Davydov v. Mammina

“Local zoning boards have broad discretion in considering applications for variances, and judicial review is limited to determining whether the action taken by the board was illegal, arbitrary or an abuse of discretion” (Matter of Ifrah v Utschig, 98 NY2d 304, 308 [2002]; see Matter of Halperin v City of New Rochelle, 24 AD3d 768, 771 [2005]). Thus, the determination of a zoning board should be sustained upon judicial review if it is not illegal, has a rational basis, and is not arbitrary and capricious (see Matter of Sasso v Osgood, 86 NY2d 374, 384 and n 2 [1995]).

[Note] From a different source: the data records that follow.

PR #6336, opened 2026-08-28
Fix HTTP/1 active-request metric lifecycle when connection closes before request body completes

tsegismont:
When the server sends an early response before the request body is fully received and the client then closes the connection, responseEnd() is already called by reportResponseComplete() at response-write time. The additional requestReset() call in handleClosed() violates the SPI contract of exactly one terminal call per request.

Fix handleClosed() by delegating to requestInProgress.handleException() behind a requestInProgress.response != null guard, which skips pipelined requests where handleBegin() was never called (avoiding a null metric NPE) and relies on the existing !response.ended() check to prevent a double terminal call.

Apply the same response != null guard to handleException() to prevent the equivalent NPE under IO errors.

Add two regression tests using Vert.x NetClient: one verifying that responseEnd is the terminal call when an early 401 is sent and the client closes before delivering the body; one verifying that requestReset is the terminal call when the client closes before the body with no response sent.

Assisted-by: Anthropic Claude (claude-sonnet-4-6)

### DIFF
--- a/vertx-core/src/test/java/io/vertx/tests/metrics/Http1xMetricsTest.java
+++ b/vertx-core/src/test/java/io/vertx/tests/metrics/Http1xMetricsTest.java
@@ -13,12 +13,17 @@ package io.vertx.tests.metrics;
 import io.vertx.core.ThreadingModel;
 import io.vertx.core.http.HttpClientOptions;
 import io.vertx.core.http.HttpVersion;
+import io.vertx.core.net.NetClient;
+import io.vertx.test.fakemetrics.FakeHttpServerMetrics;
+import io.vertx.test.fakemetrics.FakeMetricsBase;
+import io.vertx.test.fakemetrics.HttpServerMetric;
 import io.vertx.test.http.HttpConfigurator;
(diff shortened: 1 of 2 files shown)


vertx-core/src/test/java/io/vertx/tests/metrics/Http1xMetricsTest.java
```diff
@@ -46,4 +51,45 @@ public void testAllocatedStreamResetShouldNotCallMetricsLifecycle() throws Excep
...
+    server.requestHandler(req -> {
+      FakeHttpServerMetrics metrics = FakeMetricsBase.httpMetricsOf(server);
+      metricRef.set(metrics.getRequestMetric(req));
+      // Early response: end before the request body is consumed
+      req.response().setStatusCode(401).end();
+    });
+    startServer(testAddress);
+
+    // Send headers with Content-Length: 1 but close the connection without sending the body byte
+    try (Socket socket = new Socket("127.0.0.1", testAddress.port())) {
```
vietj: I'd prefer we use vertx NetClient for this and not java socket API

PR #6348, opened 2026-09-07
Send the request body again when a redirection keeps the request method

jnbdz:
### Motivation

Since #6212 the body of a `QUERY` request is buffered (within `ClientRedirectConfig#setMaxBufferedSize`) and sent again when the request is redirected. The body of any other request is still dropped: a custom redirect handler that follows a `307` or `308` redirection of a `POST` or `PUT` request, as RFC 9110 requires for those status codes, ends up sending the redirected request with an empty body. This is what quarkusio/quarkus#41751 reports for the Quarkus REST Client, and @vietj said there that an extension of the redirect handling in Vert.x 5 would be welcome if there was demand for it.

### Changes

- the body of any request whose method can carry one (everything but `GET`, `HEAD` and `CONNECT`) is buffered while `followRedirects` is set, within the existing max buffered size, and sent again whenever the redirected request keeps the method. This is the QUERY mechanism generalised, nothing else changes for QUERY;
- when the body exceeds the limit, redirections other than `303` are not followed, as already documented for QUERY, since they may keep the method and need the body. A `303` still turns the request into a bodyless `GET` and is followed;
- the redirected request now buffers its own body instead of sharing the buffer list of the previous request: sharing it appended the replayed body to the same list, so a request redirected twice sent the body twice;
- the default redirect handler policy is unchanged: `307` and `308` redirections of methods other than `GET`, `HEAD` and `QUERY` are still only followed by a custom handler. Javadoc and the `http.adoc` redirection section are updated accordingly.

### Tests

Five tests in `HttpTest` use a redirect handler that keeps the method on `307`/`308`: `POST` on `307` and `PUT` on `308` with a body, a chunked `POST` written in two buffers, a body over the limit on `307` (the `307` is returned to the caller) and a body over the limit on `303` (followed as `GET`). The first four fail on `master`, all pass with this change, and the existing `testFollowRedirect*` tests as well as `Http1xTest`, `Http2Test` and `Http1xTLSTest` (1024 tests) pass on both HTTP versions.

### DIFF
--- a/vertx-core/src/main/java/io/vertx/core/http/impl/HttpClientRequestImpl.java
+++ b/vertx-core/src/main/java/io/vertx/core/http/impl/HttpClientRequestImpl.java
@@ -63,6 +63,7 @@ public class HttpClientRequestImpl extends HttpClientRequestBase implements Http
   private String traceOperation;
   private int maxRedirectBufferSize = HttpClientOptions.DEFAULT_MAX_REDIRECT_BUFFERED_SIZE;
   private List<Buffer> bodyBuffer;
+  private boolean bodyBufferDiscarded;
 
   public HttpClientRequestImpl(HostAndPort authority, HttpConnection connection, HttpClientStream stream) {
     super(authority, connection, stream, stream.context().promise(), HttpMethod.GET, "/");
@@ -403,31 +404,46 @@ public class HttpClientRequestImpl extends HttpClientRequestBase implements Http
     next.setMaxRedirects(maxRedirects);
     HttpClientRequestImpl nextImpl = (HttpClientRequestImpl) next;
     nextImpl.numberOfRedirections = numberOfRedirections + 1;
-    nextImpl.bodyBuffer = bodyBuffer;
     endFuture.onComplete(ar -> {
       if (ar.succeeded()) {
         if (timeoutMs > 0) {
           next.idleTimeout(timeoutMs);
         }
-        if (next.getMethod() == HttpMethod.QUERY && bodyBuffer != null && !bodyBuffer.isEmpty()) {
-          Buffer redirectBody;
-          if (bodyBuffer.size() == 1) {
-            redirectBody = bodyBuffer.get(0);
-          } else {
-            CompositeByteBuf composite = Unpooled.compositeBuffer();
-            for (Buffer b : bodyBuffer) {
-              composite.addComponent(true, ((BufferInternal) b).getByteBuf());
-            }
-            redirectBody = BufferInternal.buffer(composite);
+        if (getMethod().equals(next.getMethod()) && canRedirectBody(getMethod())) {
+          // The redirection keeps the method, so the body is sent again
+          if (bodyBufferDiscarded) {
+            handler.tryFail(new VertxException("Cannot follow the " + getMethod() + " redirection: the request body " +
+              "exceeds the maximum size that can be buffered for redirections (" + maxRedirectBufferSize + " bytes)", true));
+            next.reset(0);
+            return;
           }
-          next.end(redirectBody);
-        } else {
-          next.end();
+          if (bodyBuffer != null && !bodyBuffer.isEmpty()) {
+            Buffer redirectBody;
+            if (bodyBuffer.size() == 1) {
+              redirectBody = bodyBuffer.get(0);
+            } else {
+              CompositeByteBuf composite = Unpooled.compositeBuffer();
+              for (Buffer b : bodyBuffer) {
+                composite.addComponent(true, ((BufferInternal) b).getByteBuf());
+              }
+              redirectBody = BufferInternal.buffer(composite);
+            }
+            next.end(redirectBody);
+            return;
+          }
         }
+        next.end();
       } else {
         next.reset(0);
       }
     });
+  }
+
+  /**
+   * @return whether the body of a request using {@code method} is sent again when a redirection keeps the method
+   */
+  private static boolean canRedirectBody(HttpMethod method) {
+    return method != HttpMethod.GET && method != HttpMethod.HEAD && method != HttpMethod.CONNECT;
   }
 
   private void handleContinue(Void v) {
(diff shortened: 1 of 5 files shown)


vietj:
@jnbdz are you using an LLM to assist your contributions ?

vertx-core/src/main/java/io/vertx/core/http/impl/HttpClientRequestImpl.java
```diff
@@ -403,33 +404,48 @@ private void handleNextRequest(HttpClientRequest next, Promise<HttpClientRespons
...
       } else {
         next.reset(0);
       }
     });
   }
 
+  /**
+   * @return whether the body of a request using {@code method} is sent again when a redirection keeps the method
+   */
+  private static boolean canRedirectBody(HttpMethod method) {
```
vietj, line 445: I think this should be the reverse, we should only redirect bodies when the method is QUERY or POST or PUT

vertx-core/src/test/java/io/vertx/tests/http/HttpTest.java
```diff
@@ -3518,6 +3518,165 @@ public void testFollowRedirectQueryWithConfiguredBodyExceedingLimit() throws Exc
...
+        .setFollowRedirects(true)
+        .send(expected)
+        .expecting(HttpResponseExpectation.SC_OK))
+      .await();
+  }
+
+  /**
+   * A client following 307 and 308 redirections with the same method, like an HTTP client compliant with RFC 9110 would do.
+   */
+  private HttpClientAgent keepMethodRedirectClient() {
```
vietj, line 3665: should be named preservingMethodRedirectClient

vertx-core/src/test/java/io/vertx/tests/http/HttpTest.java
```diff
@@ -3518,6 +3518,165 @@ public void testFollowRedirectQueryWithConfiguredBodyExceedingLimit() throws Exc
...
+      .setHost(config.host())
+      .setPort(config.port());
+    client.request(opts).compose(req -> req
+        .setFollowRedirects(true)
+        .send(expected)
+        .expecting(HttpResponseExpectation.SC_OK))
+      .await();
+  }
+
+  private void testFollowRedirectWithBodyKeepingMethod(HttpMethod method, int statusCode, int bodySize) throws Exception {
```
vietj, line 3630: Preserving not Keeping

vertx-core/src/test/java/io/vertx/tests/http/HttpTest.java
```diff
@@ -3518,6 +3518,165 @@ public void testFollowRedirectQueryWithConfiguredBodyExceedingLimit() throws Exc
...
+    startServer(testAddress);
+    client = keepMethodRedirectClient();
+    RequestOptions opts = new RequestOptions()
+      .setMethod(POST)
+      .setHost(config.host())
+      .setPort(config.port());
+    client.request(opts).compose(req -> {
+        req.setFollowRedirects(true);
+        req.setChunked(true);
+        req.write(chunk1);
```
vietj, line 3562: the first write and end should be composed futures

vertx-core/src/main/java/io/vertx/core/http/impl/HttpClientRequestImpl.java
```diff
@@ -403,33 +404,48 @@ private void handleNextRequest(HttpClientRequest next, Promise<HttpClientRespons
...
-            CompositeByteBuf composite = Unpooled.compositeBuffer();
-            for (Buffer b : bodyBuffer) {
-              composite.addComponent(true, ((BufferInternal) b).getByteBuf());
+        if (getMethod().equals(next.getMethod()) && canRedirectBody(getMethod())) {
+          // The redirection keeps the method, so the body is sent again
+          if (bodyBufferDiscarded) {
+            handler.tryFail(new VertxException("Cannot follow the " + getMethod() + " redirection: the request body " +
+              "exceeds the maximum size that can be buffered for redirections (" + maxRedirectBufferSize + " bytes)", true));
+            next.reset(0);
+            return;
```
vietj, line 418: I am not fan of this return, we can avoid it ?

vertx-core/src/main/java/io/vertx/core/http/impl/HttpClientRequestImpl.java
```diff
@@ -403,33 +404,48 @@ private void handleNextRequest(HttpClientRequest next, Promise<HttpClientRespons
...
-        if (next.getMethod() == HttpMethod.QUERY && bodyBuffer != null && !bodyBuffer.isEmpty()) {
-          Buffer redirectBody;
-          if (bodyBuffer.size() == 1) {
-            redirectBody = bodyBuffer.get(0);
-          } else {
-            CompositeByteBuf composite = Unpooled.compositeBuffer();
-            for (Buffer b : bodyBuffer) {
-              composite.addComponent(true, ((BufferInternal) b).getByteBuf());
+        if (getMethod().equals(next.getMethod()) && canRedirectBody(getMethod())) {
+          // The redirection keeps the method, so the body is sent again
```
vietj, line 413: "preserves" the method, not "keeps"

vertx-core/src/main/java/io/vertx/core/http/impl/HttpClientRequestImpl.java
```diff
@@ -63,6 +63,7 @@ public class HttpClientRequestImpl extends HttpClientRequestBase implements Http
   private String traceOperation;
   private int maxRedirectBufferSize = HttpClientOptions.DEFAULT_MAX_REDIRECT_BUFFERED_SIZE;
   private List<Buffer> bodyBuffer;
```
vietj, line 65: that should be renamed "bufferedBody" instead

vertx-core/src/main/java/io/vertx/core/http/impl/HttpClientRequestImpl.java
```diff
@@ -538,23 +556,22 @@ private Future<Void> doWrite(Buffer buff, boolean end, boolean connect) {
...
-            followRedirects = false;
-            bodyBuffer = null;
-          } else {
-            if (bodyBuffer == null) {
-              bodyBuffer = new ArrayList<>();
-            }
-            bodyBuffer.add(buff.copy());
+        }
+        if (currentLen + buff.length() > maxRedirectBufferSize) {
+          bodyBufferDiscarded = true;
```
vietj, line 568: why do we need to introduce bodyBufferDiscarded insted of using followRedirects ? it is not clear, adding another variable increases the complexity

vietj:
if we only add support for new methods, I don't get why the implementation of HttpClientRequest needs so many changes, can you avoid changing the implementation to keep changes to the strict minimum ?

vietj:
I also believe that this should be configurable and we should think more about the security implications of such redirections. QUERY introduces a clear semantic of redirecting a payload, for other HTTP methods it is not clearly defined, specially regarding cross origin redirection.

So until we have clearly defined and analyzed the security implications of this change, I am not in favor to implement and make this available out of the box.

*679Pursuant to Town Law § 267-b (3), in determining whether to grant an application for an area variance, a town’s zoning board must weigh the benefit to the applicant against the detriment to the health, safety, and welfare of the neighborhood or community if the variance is granted (see Matter of Pecoraro v Board of Appeals of Town of Hempstead, 2 NY3d 608, 612 [2004]). This inquiry includes a consideration of, inter alia, (1) whether the granting of the area variance will produce an undesirable change in the character of the neighborhood or a detriment to nearby properties; (2) whether the benefit sought by the applicant can be achieved by some method, feasible to the applicant, other than an area variance; (3) whether the requested area variance is substantial; (4) whether the granting of the proposed variance will have an adverse effect or impact on the physical environmental conditions in the neighborhood or district; and (5) whether the alleged difficulty was self-created (see Town Law § 267-b [3] [b]; Matter of Sasso v Osgood, 86 NY2d at 382; Matter of Merlotto v Town of Patterson Zoning Bd. of Appeals, 43 AD3d 926, 928-929 [2007]).

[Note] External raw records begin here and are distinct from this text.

PR #214, opened 2019-07-29
Feature/serial check inputs

### LINKED ISSUE #65: Allow for a serial check_inputs for users

jlnav:
Closes #65 

After including `from libensemble.libE import check_inputs` in their calling script, users can check any combination of libEnsemble settings dictionaries.

For example: `check_inputs(sim_specs=simspecs, gen_specs=genspecs, exit_criteria=exitc)`

Please let me know if I should include anything else.


libensemble/libE.py
```diff
@@ -498,3 +503,28 @@ def check_inputs(libE_specs, alloc_specs, sim_specs, gen_specs, exit_criteria, H
         # Check dimensional compatibility of fields
```
jmlarson1: I don't see why the prior history cannot contain unreturned points. If a point was previously generated, libE shouldn't have any trouble handling that. We need to mark those point that are 'given' as not 'given'. We just need to be careful that the time given, gen_worker, and other things are logical when restarted.

shuds13: check_inputs could give a warning if H0 does not meet the criteria, but if we want to actively fix up H0, where should we do that? We could do that in History.__init__, or do you want a separate utility function? I see the check_inputs routine as just failing, and possibly warning, if something is wrong.

shuds13: I'm inclined towards, erroring if H0 does not meet the criteria in check_inputs for now, and then making a new issue for H0 fixup. Where criteria is no values that are given, but not returned. Then we can pull this in.

PR #249, opened 2019-09-13
Debugging/balsam no file Resolution

jlnav:
(hopefully) Resolves intermittent Balsam File Not Found error.

Each Travis job has a generated hostname similar to "travis-job-210bb586-bfc7-44fa-abd5-8d46e097ebfa". If this hostname contains 'cc', Balsam will think it's running on Cooley!

This implements another ugly hack to Balsam to not be so strict. Unfortunately, the method to change Travis job hostnames via .travis.yml appears to break PostgreSQL on installation.

### DIFF
--- a/.travis.yml
+++ b/.travis.yml
@@ -27,8 +27,6 @@ matrix:
 services:
     - postgresql
 
-addons:
-  hostname: libensemble-travis
 
 # matrix:
 #  allow_failures:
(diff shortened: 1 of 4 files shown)


jmlarson1:
I was getting a lot of these... more than would seem likely for the suspected cause. 

Sadly, and I'm not smart enough to calculate the probability of getting consecutive `c`'s in a hash of that form. :-)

Here, the denial of the petitioner’s application for area variances was neither arbitrary and capricious nor an abuse of discretion in light of, inter alia, the findings by the Board of Zoning Appeals of the Town of North Hempstead (hereinafter the Board), based on the record, that the granting of the petitioner’s application would result in a detrimental change in the character of the neighborhood, that the requested variances were substantial, and that the petitioner’s claimed hardship was self-created (see Matter of Pecoraro v Board of Appeals of Town of Hempstead, 2 NY3d 608 [2004]; Matter of Qing Dong v Mammina, 84 AD3d 820, 821 [2011]; Matter of Frank v Zoning Bd. of Town of Yorktown, 82 AD3d 764, 765 [2011]; Matter of Kaiser v Town of Islip Zoning Bd. of Appeals, 74 AD3d 1203, 1205 [2010]). The Board also was entitled to consider, as a factor in its determination, the precedential effect of its decision, and the impact of its decision upon the “effectiveness of the zoning ordinance” (Matter of Genser v Board of Zoning & Appeals of Town of N. Hempstead, 65 AD3d 1144, 1147 [2009]).

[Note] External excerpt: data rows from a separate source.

PR #251, opened 2019-09-26
Debugging/travis clang

jlnav:
Currently, there appears to be an issue with the Xcode SDK on every macOS Mojave (10.14) build on Travis that causes Balsam's installation to fail. For now, this sets Travis to test on macOS 10.13.

This also updates the downloaded miniconda version and slims down the macOS configuration process.

### DIFF
--- a/.travis.yml
+++ b/.travis.yml
@@ -65,13 +65,12 @@ install:
         mkdir ../sdk; tar xf MacOSX10.14.sdk.tar.xz -C ../sdk;
         COMPILERS=clang_osx-64;
         MUMPS=mumps-mpi=5.1.2=haf446c3_1007;
-        echo "export CONDA_BUILD_SYSROOT=/Users/travis/build/Libensemble/sdk/MacOSX10.14.sdk" > setenv.sh;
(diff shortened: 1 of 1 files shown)


jmlarson1:
Any idea why there is a 1.5% drop in code coverage? I'm confused by the coveralls link that shows 1 of 4 (why more than 1?) versions of `balsam_controller.py` have zero coverage.

jlnav:
It appears in Coveralls' Tree listing that there is a copy of each file for each job in a build on Travis. The version that has zero coverage corresponds to the Python 3.5 job, where we don't test Balsam.

Comparing [this build](https://coveralls.io/builds/25936217) and a [previous develop build](https://coveralls.io/builds/25741805), I'm a bit puzzled about how overall and file-specific coverage is determined by Coveralls. Especially considering that the previous develop build has all four versions of `balsam_controller.py` covered for some reason. This new coverage _might_ be more accurate.

jmlarson1:
Yes, it is curious. This shouldn't hold up merging (if everything else is okay)

Issue #233, opened 2019-08-27
Build and run at scale on Cori


shuds13:
Port libEnsemble to Cori and run forces tests at scale.
  
Cori should also be used as an HPC test platform.

shuds13:
libEnsemble has been run with forces on 128 nodes on Cori and in several configurations. Auto-resources is working.

PR #257, opened 2019-10-03
Feature/port cori

shuds13:
libEnsemble has been ported to Cori in support of #233 

Runs have been performed at scale with the forces test in several configurations and with auto-resources.


libensemble/resources.py
```diff
@@ -150,13 +150,23 @@ def get_MPI_variant():
...
-            return 'mpich'
-        return 'openmpi'
+        try:
+            # Explore mpi4py.MPI.get_vendor() and mpi4py.MPI.Get_library_version() for mpi4py
+            try_mpich = subprocess.Popen(['mpirun', '-npernode'], stdout=subprocess.PIPE,
+                                         stderr=subprocess.STDOUT)
+            stdout, _ = try_mpich.communicate()
+            if 'unrecognized argument npernode' in stdout.decode():
+                return 'mpich'
+            return 'openmpi'
```
jmlarson1: Steve,
Are we assuming only mpich or openmpi? (Seems safe. Should we make it explicit somewhere?)

shuds13: The process looks for other launch commands like aprun/jsrun. If it comes down to mpirun, this is testing whether its using mpich or openMPI as a base, which have different options to mpirun. So yes, currently mpirun is assumed to be one of those. Intel MPI, for example, is using the mpich commands. I'm not sure what other implementations there may be.

Issue #260, opened 2019-10-07
gen_specs['in'] can't be empty for non-persistent gen_f's


jlnav:
Can be reproduced with the tutorial's `tutorial_calling.py` within `examples/tutorials` by removing the `'sim_id'` field from `gen_specs['in']`

Raises: `AssertionError: Allocation function requested rows=range(0, 20) be sent to worker=1, but requested no fields to be sent.` error in `_check_work_order()` in `libE_manager.py` on line 208.

With the associated assertion removed, raises: `IndexError: index 0 is out of bounds for axis 0 with size 0` in `_send_work_order()` in `libE_manager.py` on line 222.

Changing `range(len(H))` on line 81 from the `give_sim_work_first.py` alloc_f to `[]` on line 81 causes the tutorial code to run as expected but results in the `test_branin_aposmm_nlopt_and_then_scipy.py` test hanging.

jmlarson1:
I believe the best resolution is to have the default allocation function (`give_sim_work_first`) only give `gen_specs['in']` if there is something to send. Resolved by 
https://github.com/Libensemble/libensemble/pull/261

jlnav:
Closed by #261

PR #261, opened 2019-10-08
Changing default alloc func to only give gen_specs['in'] if it's a fi…

jmlarson1:
…eld with length


jmlarson1:
Closes https://github.com/Libensemble/libensemble/issues/260

Issue #269, opened 2019-10-29
[Tentative] Add tests/assertions for allowed x_specs fields, implement x_specs['user']


jlnav:
Related to #266 

'x' refers to either 'sim', 'gen', or 'alloc'.

Considering what data is necessarily passed to user functions, how to best differentiate between libE-reserved fields and user-defined-fields, and how to support sim_f/gen_f's with differing output data-types, we seem to now be leaning towards option 2 from #266 .

This will require several updates:

- [ ]  Implement checks and assertions that libE/user fields are defined in their proper structures. For example, keep user-defined sim fields in sim_specs['user'] 

- [ ]  Construct tests for these assertions, also update formatting for other tests.

- [ ] Update documentation, including examples and tutorials

Feel free to update this issue and/or offer suggestions for proceeding.

jmlarson1:
@jlnav I think this is somewhat addressed by PR #271, except the update of documentation. I'm not sure what other assertions we might need, other than checking that `x_spec` keys match a pre-defined list. (After compiling that list in libE.py, I think we should consider moving some things to `libE_specs`, but that is later.)

jlnav:
Presumably closed by #271

PR #271, opened 2019-10-31
Feature/structured specs

jmlarson1:
I have implemented the usage of 'user' for the unit/regression tests and example sim/gen funcs.

I plan on moving some of the contents of `sim_specs` and `gen_specs` to `libE_specs`, but I will do that in a different PR


jmlarson1:
This PR is in response to Issue #269

PR #278, opened 2019-11-06
Docs/Platforms - 1st Revision

jlnav:
This is the first round of revisions for the getting-started docs, featuring an index for background information on HPC systems, a page for the example job-submission scripts, some new diagrams to depict libE-process node affinity, and various other changes.

Comments and feedback are appreciated as always.

edit: contains changes for tutorial reflecting 'user' requirement.


jlnav:
> Is it possible to include the source files that make the .png in /docs/images/?

Sure, but I made the diagrams with [draw.io](https://draw.io/), source-files are saved as `.drawio` files, not exactly an open format.

PR #282, opened 2019-11-08
Docs/reorgainzing pdf

jmlarson1:


shuds13:
The pdf mostly looks good and I think the overall structure works. There are some small points. I'm also wondering about page breaks and the Bibliography?

I'm not sure the structure works so well for the html. For example, I like to have more quick-links (including the quick-start), a link to the libE API (which is kind of hidden in this format), and I don't really think the "For Infomration" and "In Depth" are really descriptive of what they contain. A discussion is probably best for this.

PR #283, opened 2019-11-11
Testing/balsam coverage adjust

jlnav:
Small Balsam coverage adjustment. Removes Balsam-source edit in favor of adding coverage configuration in the app-submission process.


jmlarson1:
Failing on some platforms.

jlnav:
Balsam app file-paths are split assuming the first element is the python file to execute with all following elements being arguments:

```
args = path.split()
app = args[0]
if app.endswith('.py'):
...
```

 This complicates integration with our coverage tracking method, which invokes the coverage module and specifies a config file before the to-execute python file is listed:

`path = ' -m coverage run --parallel-mode --rcfile=./libensemble/tests/regression_tests/.bal_coveragerc /home/travis/libensemble/libensemble/tests/regression_tests/script_test_balsam_hworld.py'`

Issue #235, opened 2019-08-27
Assess nprocesses as libE_specs field name


shuds13:
'nprocesses' [int]:
        Number of worker processes to spawn (in local/tcp modes)

I propose this would be better named nworkers, as it would seem less ambiguous, unless there is a counter-argument.

jlnav:
This change makes sense, and would improve lines like:

`libE_specs = {'nprocesses': nworkers, 'comms': 'local'}` in `common.py` and `nworkers = libE_specs['nprocesses']` in `libE.py`.

Also, when using `parse_args()` manually, `nprocesses` is specified as `--nworkers #` anyway.

PR #287, opened 2019-11-14
Move some utilities from regression_tests/common.py to libensemble/utils.py

jlnav:
I think I covered all the tests and examples that use these utilities. We'll know right away if anything breaks.


jmlarson1:
Any thoughts on why `ssh_parse_args` is no longer covered? 
https://coveralls.io/builds/27002755/source?filename=libensemble%2Futils.py#L297

jlnav:
> Any thoughts on why `ssh_parse_args` is no longer covered?
> https://coveralls.io/builds/27002755/source?filename=libensemble%2Futils.py#L297

It wasn't covered in the first place. The `parse_args` routines were in files in `/tests`, all of which are excluded from coverage.

Now we know we need to either develop tests or drop support for our ssh comms capabilities.

jlnav:
Added commit to address #235 . Can be reverted if not worth implementing.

Further, although “ ‘a [determination] of an administrative agency which neither adheres to its . . . prior precedent nor [sets forth] its reasons for reaching a different result on essentially the same facts is arbitrary and capricious’ ” (Matter of London v Zoning Bd. of Appeals of Town of Huntington, 49 AD3d 739, 740 [2008], quoting Matter of Tall Trees Constr. Corp. v Zoning Bd. of Appeals of Town of Huntington, 97 NY2d 86, 93 [2001]), here, the hearing evidence established that the circum*680stances of the prior variances granted by the Board were not substantially similar to those of the instant case. Therefore, those prior matters “did not constitute a precedent from which the [Board] was required to explain a departure” (Matter of Kaiser v Town of Islip Zoning Bd. of Appeals, 74 AD3d at 1205; see Matter of London v Zoning Bd. of Appeals of Town of Huntington, 49 AD3d at 740; Matter of Conversions for Real Estate, LLC v Zoning Bd. of Appeals of Inc. Vil. of Roslyn, 31 AD3d 635 [2006]).

Accordingly, the Supreme Court did not err in denying the petition and dismissing the proceeding. Dickerson, J.P., Chambers, Austin and Miller, JJ., concur.